Foster-Kennedy syndrome is a rare neurological condition characterized by a combination of symptoms, including optic atrophy in one eye and papilledema in the other, often due to a mass effect from a tumor, such as a meningioma. The ICD-10 code H47.149 specifically refers to this syndrome when the eye involvement is unspecified.

Standard Treatment Approaches

1. Diagnosis and Assessment

Before initiating treatment, a thorough diagnostic evaluation is essential. This typically includes:
- Comprehensive Eye Examination: To assess visual acuity, visual fields, and fundoscopic findings.
- Neuroimaging: MRI or CT scans are crucial for identifying any underlying mass lesions, such as tumors, that may be causing the symptoms associated with Foster-Kennedy syndrome.

2. Medical Management

• Corticosteroids: If there is significant edema or inflammation, corticosteroids may be prescribed to reduce swelling and pressure on the optic nerve.
• Pain Management: Analgesics may be necessary to manage headaches or discomfort associated with increased intracranial pressure.

3. Surgical Intervention

• Tumor Resection: If a tumor is identified as the cause of the syndrome, surgical removal is often the primary treatment.

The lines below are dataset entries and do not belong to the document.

Issue #1853, opened 2020-11-23
Change wire protocol name of the "multistream-lazy" variant


tomaka:
The rust-libp2p implementation of `multistream-select`, in addition to the standard `V1` protocol version, also supports a non-standard `V1Lazy` variant.
[Link to the documentation](https://docs.rs/multistream-select/0.8.5/multistream_select/enum.Version.html#variant.V1Lazy).

While this variant removes a round-trip-time in many circumstances, its drawback is that it isn't compatible with the non-Rust versions of libp2p. For that reason, nobody uses it.

I suggest here that we:

- Change [the wire name](https://github.com/libp2p/rust-libp2p/blob/1bd013c8432b88690b845594cf656a8e6756a28a/misc/multistream-select/src/protocol.rs#L41) of `V1Lazy` to be the same as `V1`, therefore making indistinguishable from the standard one.
- Remove the fact that [the listener delays the response](https://github.com/libp2p/rust-libp2p/blob/1bd013c8432b88690b845594cf656a8e6756a28a/misc/multistream-select/src/protocol.rs#L68-L69), as it is, as far as I understand, the reason why this protocol isn't the same as the standard one. The listener should immediately send back the response to the protocol request, even though it might result in two packets.

PR #1855, opened 2020-11-24
[multistream] Make the lazy variant more interoperable.

romanb:
Closes https://github.com/libp2p/rust-libp2p/issues/1853. The remaining optimisation for `V1Lazy` for a listener in the negotiation, whereby the listener delays flushing of the multistream version header, is hereby removed. The only remaining effect of `V1Lazy` as compared to `V1` is on the side of the dialer, which delays flushing of its singular protocol proposal (i.e. if it has no alternatives) in order to send it together with the first application data, e.g. a request, or an attempt is made to read from the negotiated stream, which similarly triggers a flush of the pending protocol proposal, as before. This permits `V1Lazy` dialers to be interoperable with `V1` listeners. The remaining theoretical pitfall whereby  application data gets misinterpreted as another protocol proposal by a listener remains, however unlikely.

`V1` remains the default, but after sufficient experience we may eventually be bold enough to make this lazy dialer flush a part of the default `V1` implementation, removing the dedicated `V1Lazy` version identifier. As an experiment I temporarily changed the default upgrade strategy to `V1Lazy` for all substreams and at least all the tests and the `ipfs-kad` example worked fine.

### DIFF
--- a/misc/multistream-select/CHANGELOG.md
+++ b/misc/multistream-select/CHANGELOG.md
@@ -1,6 +1,14 @@
 # 0.9.0 [unreleased]
 
-- Make the `V1Lazy` upgrade strategy more interoperable with `V1`.
+- Make the `V1Lazy` upgrade strategy more interoperable with `V1`. Specifically,
+  the listener now behaves identically with `V1` and `V1Lazy`. Furthermore, the
+  multistream-select protocol header is now also identical, making `V1` and `V1Lazy`
+  indistinguishable on the wire. The remaining central effect of `V1Lazy` is that the dialer,
+  if it only supports a single protocol in a negotiation, optimistically settles on that
+  protocol without immediately flushing the negotiation data (i.e. protocol proposal)
+  and without waiting for the corresponding confirmation before it is able to start
+  sending application data, expecting the used protocol to be confirmed with
+  the response.
 
 - Fix the encoding and decoding of `ls` responses to
   be spec-compliant and interoperable with other implementations.
--- a/misc/multistream-select/CHANGELOG.md
+++ b/misc/multistream-select/CHANGELOG.md
@@ -1,5 +1,7 @@
 # 0.9.0 [unreleased]
 
+- Make the `V1Lazy` upgrade strategy more interoperable with `V1`.
+
 - Fix the encoding and decoding of `ls` responses to
   be spec-compliant and interoperable with other implementations.
   For a clean upgrade, `0.8.4` must already be deployed.
--- a/misc/multistream-select/src/negotiated.rs
+++ b/misc/multistream-select/src/negotiated.rs
@@ -18,7 +18,7 @@
 // FROM, OUT OF OR IN CONNECTION WITH THE SOFTWARE OR THE USE OR OTHER
 // DEALINGS IN THE SOFTWARE.
 
-use crate::protocol::{Protocol, MessageReader, Message, Version, ProtocolError};
+use crate::protocol::{Protocol, MessageReader, Message, ProtocolError, HeaderLine};
 
 use futures::{prelude::*, io::{IoSlice, IoSliceMut}, ready};
 use pin_project::pin_project;
@@ -83,9 +83,9 @@ impl<TInner> Negotiated<TInner> {
     pub(crate) fn expecting(
         io: MessageReader<TInner>,
         protocol: Protocol,
-        version: Option<Version>
+        header: Option<HeaderLine>
     ) -> Self {
-        Negotiated { state: State::Expecting { io, protocol, version } }
+        Negotiated { state: State::Expecting { io, protocol, header } }
     }
 
     /// Polls the `Negotiated` for completion.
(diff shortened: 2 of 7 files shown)


misc/multistream-select/src/protocol.rs
```diff
@@ -52,45 +50,32 @@ pub enum Version {
...
-    ///      the listener may not recognize upgrade boundaries and erroneously
-    ///      process a request despite not supporting one of the intermediate
-    ///      protocols that the dialer committed to. See [1] and [2].
+    /// > **Note**: `V1Lazy` is specific to `rust-libp2p`. The wire protocol is identical to `V1`
+    /// > and generally interoperable with peers only supporting `V1`. Nevertheless, there is a
+    /// > pitfall that is rarely encountered: When nesting multiple protocol negotiations, the
+    /// > listener should either be known to support all of the dialer's optimistically chosen
+    /// > protocols or there is must be no intermediate protocol without a payload and none of
+    /// > the protocol payloads must have the potential for being mistaken for a multistream-select
+    /// > protocol message. This avoids rare edge-cases whereby the listener may not recognize
```
tomaka, line 76: Let me know if I understand correctly:

If I create a protocol named `/foo` and the first message sent after opening a `/foo` substream is `/bar\nhello world`, then, if the listener doesn't support protocol `/foo`, it will misinterpret the payload as the dialer opening the protocol `/bar` and sending `hello world`.

misc/multistream-select/src/negotiated.rs
```diff
@@ -125,11 +129,12 @@ impl<TInner> Negotiated<TInner> {
                         }
                     };
 
-                    if let Message::Header(v) = &msg {
-                        if *v == version {
-                            *this.state = State::Expecting { io, protocol, version };
+                    match (&msg, version) {
+                        (Message::Header(Version::V1), Some(Version::V1)) => {
```
tomaka, line 133: The fact that we assume that `version` can never be `V1Lazy` looks a bit like a hack to me.

In an ideal world, we would differentiate the `Version` enum (containing `V1` and `V1Lazy`) from the `VersionHandshake` (containing only `V1`), no?

tomaka (approved):

misc/multistream-select/src/protocol.rs
romanb: Yes, see https://github.com/multiformats/go-multistream/issues/20 for more details (that link is also in the code).

misc/multistream-select/src/negotiated.rs
romanb: > The fact that we assume that version can never be V1Lazy looks a bit like a hack to me.

By definition of these versions, they're now indistinguishable on the wire and it is always expected to receive `V1`. So receiving `V1Lazy` is considered an error (in the decoder really).

> In an ideal world, we would differentiate the Version enum (containing V1 and V1Lazy) from the VersionHandshake (containing only V1), no?

Since `V1Lazy` is now really the same negotiation protocol as `V1`, only differing subtly in the behaviour of the dialer, it may be cleaner to separate this "lazy flush yes/no" setting from the `Version`, making it a separate configuration option for the dialer only, since `V1Lazy` used for a listener now has no effect at all. However, for transport and substream upgrades we currently only have this choice of `Version` without a concept of separate parameters for the roles of dialer and/or listener. Maybe `Version::V1 { dialer_lazy_flush: bool }` would already be an improvement, though be another API change. It would always be decoded from the wire with `dialer_lazy_flush: false` since that option is local. Should I give that a try?  So due to the fact that this would require larger API changes, together with my hope that `V1Lazy` will eventually disappear altogether, merging its behaviour into `V1`, led me to the current approach, but I'm open to alternatives.

tomaka: > It would always be decoded from the wire with dialer_lazy_flush: false since that option is local.

What I had in mind is that you wouldn't decode a `Version`, but a new enum called for example `VersionHandshake` that would only contain `V1` without any parameter.

I don't know if that makes sense, and I'm also not strongly opinionated. I'm fine with these changes.

romanb: > What I had in mind is that you wouldn't decode a Version, but a new enum called for example VersionHandshake that would only contain V1 without any parameter.

I see, separating these two kinds of versions. I will give that a try.

romanb: My proposal is https://github.com/libp2p/rust-libp2p/pull/1855/commits/70f041b8a79fb0f6e21048577e71188345dc2c25.

tomaka (approved):

misc/multistream-select/CHANGELOG.md
```diff
@@ -1,5 +1,7 @@
 # 0.9.0 [unreleased]
 
+- Make the `V1Lazy` upgrade strategy more interoperable with `V1`.
```
mxinden, line 3: Could you extend this comment? E.g. that the listener side changes are removed and that the `V1` identifier is used instead of `V1Lazy`.

mxinden (approved):

misc/multistream-select/CHANGELOG.md
romanb, line 3: How about this:
```suggestion
- Make the `V1Lazy` upgrade strategy more interoperable with `V1`. Specifically,
  the listener now behaves identically with `V1` and `V1Lazy`. Furthermore, the
  multistream-select protocol header is now also identical, making `V1` and `V1Lazy`
  indistinguishable on the wire. The remaining central effect of `V1Lazy` is that the dialer,
  if it only supports a single protocol in a negotiation, optimistically settles on that
  protocol without immediately flushing the negotiation data (i.e. protocol proposal)
  and without waiting for the corresponding confirmation before it is able to start
  sending application data, expecting for the used protocol to be confirmed with
  the response.
```

mxinden: Yes, perfect. I think that is very helpful. 

In "expecting for the used protocol to be confirmed with the response." I am not sure the "for" is needed, but I might just be mistaken.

This can alleviate pressure on the optic nerve and potentially restore vision.
• Shunt Placement: In cases where there is significant intracranial hypertension, placing a shunt may help to relieve pressure.

4. Ongoing Monitoring and Rehabilitation

• Regular Follow-ups: Patients require ongoing monitoring to assess visual function and detect any changes in their condition.
• Vision Rehabilitation: Depending on the extent of vision loss, rehabilitation services may be beneficial to help patients adapt to changes in their vision.

5. Multidisciplinary Approach

Management of Foster-Kennedy syndrome often involves a team of specialists, including:
- Ophthalmologists: For eye-related assessments and interventions.
- Neurosurgeons: For surgical management of any identified tumors.
- Neurologists: For comprehensive neurological evaluation and management.

Conclusion

The treatment of Foster-Kennedy syndrome, particularly when classified under ICD-10 code H47.149, is multifaceted and tailored to the individual patient's needs. Early diagnosis and intervention are critical to improving outcomes, especially in preserving vision and managing associated symptoms. Regular follow-up and a collaborative approach among healthcare providers are essential for optimal patient care.